A fria estatística que caracteriza
o êxodo rural – e cujo ápice se deu na década
de 1950 – foi a inspiração
do mais célebre romance
de Cyro Martins. No ano
do centenário do autor, a
Trilogia do Gaúcho a Pé, que
narra a saga do homem do
campo em busca do futuro
na cidade, é relançada.
Com tiragem de 2 mil exemplares, a obra
será distribuída gratuitamente em escolas e bibliotecas
públicas. Pela primeira vez, Sem Rumo,
Porteira Fechada e Estrada Nova são editados
como uma coleção. “Eles foram publicados conforme
eram escritos: 1937, 1944 e 1953. Cada
vez que esgotava um livro, reeditávamos”, revela a filha de Cyro,
Maria Helena
Martins, que fez o acompanhamento
editorial.
Outra novidade da edição são
as notas de
rodapé. “Fizemos
uma edição
para leitores
do século
XXI, desprevenido
com relaçãoà
literatura
de Cyro
Martins, sem
experiência da
vivência rural”,
revela Maria
Helena.
Nos livros,
as expressões
típicas da
Campanha gaúcha no
século passado ganham
traduções e notas
explicativas escritas pelo romancista
e crítico literário Flávio Aguiar. “O burrico Tamanco,
que se parara alarifão
com o rebuliço, bufava e troteava em roda,
mui potranco” (Sem Rumo), ganha duas notas.

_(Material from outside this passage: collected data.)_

PR #8912, opened 2018-07-10
Code changes for bundle clientfacade/cmd

vinu2003:
This PR addresses CLI facade code changes required for export bundle command which exports the configuration of current model in a YAML file.

## QA steps
Its a Work In Progress PR.
The idea is to execute 'juju export-bundle'

## Documentation changes
Needs Update for the new command.
## Bug reference
N/A


api/bundle/client.go
```diff
@@ -0,0 +1,47 @@
...
+
+// Client allows access to the application API end point.
+type Client struct {
+	base.ClientFacade
+	st     base.APICallCloser
+	facade base.FacadeCaller
+}
+
+// NewClient creates a new client for accessing the bundle api.
+func NewClient(st base.APICallCloser) *Client {
```
howbazaar: I was trying to work out for a bit why we didn't have one of these before. Then it became apparent that the facade method was only ever exposed for the GUI to call in to get the changes for the bundle deploy.

api/bundle/client.go
```diff
@@ -0,0 +1,47 @@
...
+// Package bundle provides access to the bundle api facade.
+// This facade contains api calls that are specific to bundles.
+
+package bundle
+
+import (
+	"github.com/juju/loggo"
+	"gopkg.in/juju/names.v2"
+
+	"github.com/juju/errors"
```
howbazaar: juju/errors should be with the previous import block

api/bundle/client.go
```diff
@@ -0,0 +1,47 @@
...
+func NewClient(st base.APICallCloser) *Client {
+	frontend, backend := base.NewClientFacade(st, "Bundle")
+	return &Client{
+		ClientFacade: frontend,
+		st:           st,
+		facade:       backend}
+}
+
+// ExportBundle exports the current model configuration.
+func (c *Client) ExportBundle(tag names.ModelTag) (params.StringResult, error) {
```
howbazaar: Methods on the api wrappers should unpack the params structs. Ideally there would never be a params struct returned from an API method.

So in this case return `(string, error)`, and get the string value out of the StringResult struct.

howbazaar: Also... the concept to Tags was supposed to be primarily for the wire protocol for calling methods, and for accessing objects in the persistence layer.

There is no need to pass in a model tag because the API is limited to a model itself. There is no argument to pass. The ExportBundle method on the facade takes no args.

howbazaar: You also want an early exit if the best facade version < 2 with a nice error.

api/bundle/client_test.go
```diff
@@ -0,0 +1,28 @@
...
+}
+
+var _ = gc.Suite(&bundleMockSuite{})
+
+func newClient(f basetesting.APICallerFunc) *application.Client {
+	return application.NewClient(basetesting.BestVersionCaller{f, 2})
+}
+
+func (s *bundleMockSuite) TestExportBundle(c *gc.C) {
+	// TODO: vinu2003
```
howbazaar: Have one success test for facade version 2, and a failure for facade version 1.

cmd/juju/bundle/exportbundle.go
```diff
@@ -0,0 +1,105 @@
...
+
+	"github.com/juju/errors"
+	"github.com/juju/juju/api/bundle"
+	"github.com/juju/juju/apiserver/params"
+	"github.com/juju/juju/cmd/modelcmd"
+	"github.com/juju/juju/cmd/output"
+)
+
+// NewexportbundleCommand returns a fully constructed exportbundle command.
+func NewexportbundleCommand() cmd.Command {
```
howbazaar: Need to camel case all the words `NewExportBundleCommand`.

cmd/juju/bundle/exportbundle.go
```diff
@@ -0,0 +1,105 @@
...
+	out cmd.Output
+	api ExportbundleModelAPI
+}
+
+const exportBundleHelpDoc = `
+Exports the current model configuration into a YAML file.
+
+Examples:
+
+    juju export-bundle
```
howbazaar: We may want to change the actual command name later. We are careful when we introduce any new verbs. But this is fine for now.

cmd/juju/bundle/exportbundle.go
```diff
@@ -0,0 +1,105 @@
...
+`
+
+// Info implements Command.
+func (c *exportBundleCommand) Info() *cmd.Info {
+	return &cmd.Info{
+		Name:    "export-bundle",
+		Purpose: "Exports the current model configuration in a YAML file.",
```
howbazaar: I'd avoid saying "YAML file" and instead say "charm bundle".

cmd/juju/bundle/exportbundle.go
```diff
@@ -0,0 +1,105 @@
...
+)
+
+// NewexportbundleCommand returns a fully constructed exportbundle command.
+func NewexportbundleCommand() cmd.Command {
+	return modelcmd.Wrap(&exportBundleCommand{}, modelcmd.WrapSkipModelFlags)
+}
+
+type exportBundleCommand struct {
+	modelcmd.ModelCommandBase
+	out cmd.Output
```
howbazaar: We don't want a cmd.Output because bundles are never valid in any other format.

howbazaar: What we do probably want is a -f (--filename) option to write the bundle to a file.
Should default to ctx.Stdout.

cmd/juju/bundle/exportbundle.go
```diff
@@ -0,0 +1,105 @@
...
+
+// SetFlags implements Command.
+func (c *exportBundleCommand) SetFlags(f *gnuflag.FlagSet) {
+	c.ModelCommandBase.SetFlags(f)
+	c.out.AddFlags(f, "yaml", output.DefaultFormatters)
+}
+
+// Init implements Command.
+func (c *exportBundleCommand) Init(args []string) error {
+	modelName := ""
```
howbazaar: There should be no positional args. If a user wants a different model they'd say:

```
juju export-bundle -m other
```
And the api connection machinery in the base type takes care of getting the api connection to the correct model.

cmd/juju/bundle/exportbundle.go
```diff
@@ -0,0 +1,105 @@
...
+
+// Run implements Command.
+func (c *exportBundleCommand) Run(ctx *cmd.Context) error {
+	client, err := c.getAPI()
+	if err != nil {
+		return err
+	}
+	defer client.Close()
+
+	_, modelDetails, err := c.ModelCommandBase.ModelDetails()
```
howbazaar: None of this is necessary, just the `client.ExportBundle()` call

api/bundle/client.go
vinu2003: Done

cmd/juju/bundle/exportbundle.go
vinu2003: done

vinu2003:
Just highlighting the help menu for export-bundle
vinu@vinu-HP-Spectre-x360-Convertible-13-ae0xx:~/work/src/github.com/juju/juju/cmd/juju/bundle$ JUJU_DEV_FEATURE_FLAGS=developer-mode juju export-bundle --help
Usage: juju export-bundle [options]

Summary:
Exports the current model configuration in a charm bundle.

Options:
-B, --no-browser-login  (= false)
    Do not use web browser for authentication
--filename (= "")
    Export Model

Details:
Exports the current model configuration into a YAML file.

Examples:

    juju export-bundle

If --filename is not used, the archive is downloaded to a temp file
which the name of the model with randnumber appended.
The last exported can be identified manually by user.

vinu2003:
!!build!!

vinu2003:
Hi @howbazaar , The CLI work is still evolving. Initially i tried taking things from other command files and seeing how every bits works. Kindly bare with me i will remove it from WIP and keep you posted on the same :).

vinu2003:
Hi @howbazaar , Please take a look at the changes and provide your comments.I have updated the status.
Thanks.

vinu2003:
!!build!!

vinu2003:
!!build!!

vinu2003:
Hi @howbazaar , I have verified the bundle export cmdline functionality by merging tthis PR with PR#8930 and deployed a simple 'media wiki single' bundle from the .yaml file generated using GUI and from command line exported the model config and used the bundle file generated by the juju export-bundle command to deploy back successfully.

cmd/juju/model/exportbundle.go
```diff
@@ -0,0 +1,129 @@
...
+)
+
+// NewexportbundleCommand returns a fully constructed exportbundle command.
+func NewExportBundleCommand() cmd.Command {
+	return modelcmd.Wrap(&exportBundleCommand{})
+}
+
+type exportBundleCommand struct {
+	modelcmd.ModelCommandBase
+	api ExportBundleModelAPI
```
anastasiamac: I'd rather we had a function to obtain an api, similar to https://github.com/juju/juju/blob/develop/cmd/juju/storage/poolcreate.go#L55

cmd/juju/model/exportbundle.go
```diff
@@ -0,0 +1,129 @@
...
+
+const exportBundleHelpDoc = `
+Exports the current model configuration into a YAML file.
+
+Examples:
+
+    juju export-bundle
+
+If --filename is not used, the archive is downloaded to a temp file
+which the name of the model with time appended.
```
anastasiamac: This does not read very well.

cmd/juju/model/exportbundle.go
```diff
@@ -0,0 +1,129 @@
...
+		Name:    "export-bundle",
+		Purpose: "Exports the current model configuration in a charm bundle.",
+		Doc:     exportBundleHelpDoc,
+	}
+}
+
+// SetFlags implements Command.
+func (c *exportBundleCommand) SetFlags(f *gnuflag.FlagSet) {
+	c.ModelCommandBase.SetFlags(f)
+	f.StringVar(&c.Filename, "filename", "", "Export Model")
```
anastasiamac: "Export Model" is not a very good description for the filename option :D

cmd/juju/model/exportbundle.go
```diff
@@ -0,0 +1,129 @@
...
+	Close() error
+	ExportBundle() (string, error)
+}
+
+func (c *exportBundleCommand) getAPI() (ExportBundleModelAPI, error) {
+	if c.api != nil {
+		return c.api, nil
+	}
+
+	api, err := c.NewAPIRoot()
```
anastasiamac: I think you need to cater here for the command line model switch.
For example, 
```
 juju export-bundle -m controller
```

cmd/juju/model/exportbundle.go
anastasiamac: I am not sure that we'd want to limit users to only store the result in the file.

Generally, we provide both options - output into stdout or file. Also, if we do not lock users into a format on the server side, we can be really user-friendly here and eventually allow for other formats. Currently, yaml only is offered since this is what we accept in.

cmd/juju/model/exportbundle.go
```diff
@@ -0,0 +1,129 @@
...
+	defer File.Close()
+
+	// Write out the result.
+	_, err = File.WriteString(result)
+	if err != nil {
+		return errors.Annotate(err, "while copying in local file")
+	}
+
+	// Print the local filename.
+	fmt.Fprintln(ctx.Stdout, filename)
```
anastasiamac: Please output something more user friendly - "Bundle successfully exported to %v", filename... or the like.

cmd/juju/model/exportbundle.go
```diff
@@ -0,0 +1,129 @@
...
+// ResolveFilename returns the filename used by the command.
+func (c *exportBundleCommand) ResolveFilename() string {
+	filename := c.Filename
+	if filename == "" {
+		_, modelDetails, err := c.ModelCommandBase.ModelDetails()
+		if err != nil {
+			errors.Annotate(err, "retrieving current model configuration details.")
+			return ""
+		}
+		modelTag := names.NewModelTag(modelDetails.ModelUUID)
```
anastasiamac: I am not sure that model UUID is helpful. We do have user friendly model names that user would now the models by, say form 'models' command or 'switch'. I think it'll look better.

cmd/juju/model/exportbundle.go
```diff
@@ -0,0 +1,129 @@
...
+	}
+	defer client.Close()
+
+	result, err := client.ExportBundle()
+	if err != nil {
+		return err
+	}
+
+	filename := c.ResolveFilename()
+	File, err := os.Create(filename)
```
anastasiamac: No need to capitalise this variable name.

cmd/juju/model/exportbundle.go
```diff
@@ -0,0 +1,129 @@
...
+	}
+
+	// Print the local filename.
+	fmt.Fprintln(ctx.Stdout, filename)
+	return nil
+}
+
+// ResolveFilename returns the filename used by the command.
+func (c *exportBundleCommand) ResolveFilename() string {
+	filename := c.Filename
```
anastasiamac: Why not just use c.FileName?

cmd/juju/model/exportbundle_test.go
```diff
@@ -0,0 +1,68 @@
+// Copyright 2015 Canonical Ltd.
```
anastasiamac: I wish it was 2015 :D

cmd/juju/model/exportbundle_test.go
```diff
@@ -0,0 +1,68 @@
...
+}
+
+func (f *fakeExportBundleClient) Close() error {
+	f.MethodCall(f, "Close")
+	return f.NextErr()
+}
+
+func (f *fakeExportBundleClient) ExportBundle() (string, error) {
+	f.MethodCall(f, "ExportBundle", nil)
+	return testing.ModelTag.String(), f.NextErr()
```
anastasiamac: Let's have realistic data here :)

anastasiamac:
closing in favor of https://github.com/juju/juju/pull/8962

PR #8914, opened 2018-07-11
Fixes lp#1781096: model-upgrader worker to uninstall for destroyed model.

anastasiamac:
## Description of change

On a big production systems or systems that have starving mongo, there is a chance that destroyed model may have lingering workers running and re-trying to do work for this ghost model. It is best not to bounce these workers but uninstall them.

This PR deals specifically with model-upgrader. The follow-up PRs will address other workers that might be in the same boat. 

## Bug reference

https://bugs.launchpad.net/juju/+bug/1781096


anastasiamac:
$$merge$$

PR #8920, opened 2018-07-11
LXD Default region

SimonRichardson:
## Description of change

The following changes, inserts a default region to the cloud spec, if the cloud spec name is not localhost and if the regions are empty. In this way we can then report back stating that the region is not localhost and can be identified as a different type.

If regions do end up being added to lxd, this insertion of the default region should not happen and user specified regions will be add accordingly. 

## QA steps

1. Add a cloud using lxd
2. Add credentials accordingly
3. Bootstrap a lxd remote cluster

You should see that the region is set to "default".
Consider the `juju status` output:
```sh
$ juju status
Model    Controller   Cloud/Region  Version      SLA          Timestamp
default  lxd-default  lxd/default   2.5-beta1.1  unsupported  14:41:42+01:00
```

## Documentation changes

No changes to the user CLI, but internally we assign a default region to lxd if it's not localhost and there are no regions.

## Bug reference

N/A

### DIFF
--- a/provider/lxd/credentials.go
+++ b/provider/lxd/credentials.go
@@ -12,6 +12,8 @@ import (
 	"os"
 	"path/filepath"
 
+	"github.com/juju/juju/provider/lxd/lxdnames"
+
 	"github.com/juju/errors"
 	"github.com/juju/utils"
 	"github.com/lxc/lxd/shared"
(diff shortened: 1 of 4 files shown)


SimonRichardson:
https://trello.com/c/3CBfJkif/323-make-sure-lxd-cluster-reports-as-different-cloud-than-lxd-localhost-for-the-purposes-of-api-calls-to-the-charmstore-check-ins

SimonRichardson:
$$merge$$

SimonRichardson:
failed because another test - $$merge$$

PR #8928, opened 2018-07-12
Change Resource Updates to actually be Updates.

jameinel:
## Description of change

The old code was a delete + reinsert which was never a valid transaction
and actually breaks the TXN logic. This still isn't being properly
covered by running the updates against the database for real, but at
least it should be closer to correct.

## QA steps

I'm still working on manual reproduction steps. It likely requires deploying a charm that has a resource, and then updating that resource. It might also require a resource that is large enough to have download progress trigger.

## Documentation changes

None.

## Bug reference

https://bugs.launchpad.net/juju/+bug/1776673

### DIFF
--- a/state/resources_mongo.go
+++ b/state/resources_mongo.go
@@ -8,6 +8,7 @@ import (
 	"time"
 
 	"github.com/juju/errors"
+	"github.com/kr/pretty"
 	charmresource "gopkg.in/juju/charm.v6/resource"
 	"gopkg.in/mgo.v2/bson"
 	"gopkg.in/mgo.v2/txn"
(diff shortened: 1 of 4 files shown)


jameinel:
[1776673 Invalid Resource Operation](https://trello.com/c/Nj70FfrE/313-1776673-invalid-resource-operation)

state/resources_mongo.go
```diff
@@ -113,16 +113,39 @@ func newInsertResourceOps(stored storedResource) []txn.Op {
...
+		"storage-path":               doc.StoragePath,
+		"download-progress":          doc.DownloadProgress,
+		"timestamp-when-last-polled": doc.LastPolled,
+	}}
+}
+
 func newUpdateResourceOps(stored storedResource) []txn.Op {
 	doc := newResourceDoc(stored)
 
 	// TODO(ericsnow) Using "update" doesn't work right...
```
manadart: Missed deleting this one.

jameinel:
$$merge$$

Alarifão é o mesmo que exibido e ‘mui
potranco’ tem a
seguinte
explicação:
“Mui é a forma apocopada de muito, expressão
usada com freqüência no linguajar
campeiro do Sul do Brasil. Potranco é o cavalo
jovem, de menos de dois anos. Já se vê que o burrico andava à solta,
mui feliz”.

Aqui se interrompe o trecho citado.